From the 1830s through at least the 1860s, the Lyceum arranged lectures from notables such as: Ralph Waldo Emerson, Oliver Wendell Holmes, Sr., "the two Everetts, Choate, Sumner, Rantoul, Winthrop, Colfax, Greely, ... Parker, Curtis, Phillips, Bayard Taylor, Dr. Holland, Chapin, Starr King, Hillard, ... Beecher, Giles, Gough, Dr. Hayes, the Arctic explorer, Burlingame, ... Alger, Whipple, Murdoch, Vanderhoff, Bancroft, and Dana." From 1830, "meetings were held in Union Hall ... until 1844 when the Murray Institute was used for one season prior to the occupancy of the Town Hall."
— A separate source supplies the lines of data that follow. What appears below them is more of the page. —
PR #109, opened 2018-07-27
Flake8 and source code cleanup

### LINKED ISSUE #38: flake8 igore configuration
I was wondering whether there is a good motivation for the flake8 ignore settings and whether people would be open to use the flake8 defaults instead, or maybe a smaller set of ignores instead.

I am aware this is a bit of a bikeshedding issue, but I think that this is better to discuss this when the project is young than later down the line.

I ran flake8 with the default settings and there are eight flake8 violations which are super easy to fix (if you are curious the winner is `E265 block comment should start with '# '` which to me is not very controversial).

In 1854 "the Lyceum opened its library on Wednesday and Saturday afternoons and evenings, with 1,400 volumes. It was located in the eastern parlor of the residence of F.G. Low on what was then the corner of Spring and Duncan Streets." Patrons could use the library for $1 per year; the fee was waived for those unable to afford it. In 1863 the library moved to Front Street; the building burned down in 1864. Thereafter it occupied rooms on Middle Street (in the Baptist church), and later on Front Street (in the Babson block). Much of the funding for the library came from "Samuel E. Sawyer, a Boston merchant, but a native of Gloucester."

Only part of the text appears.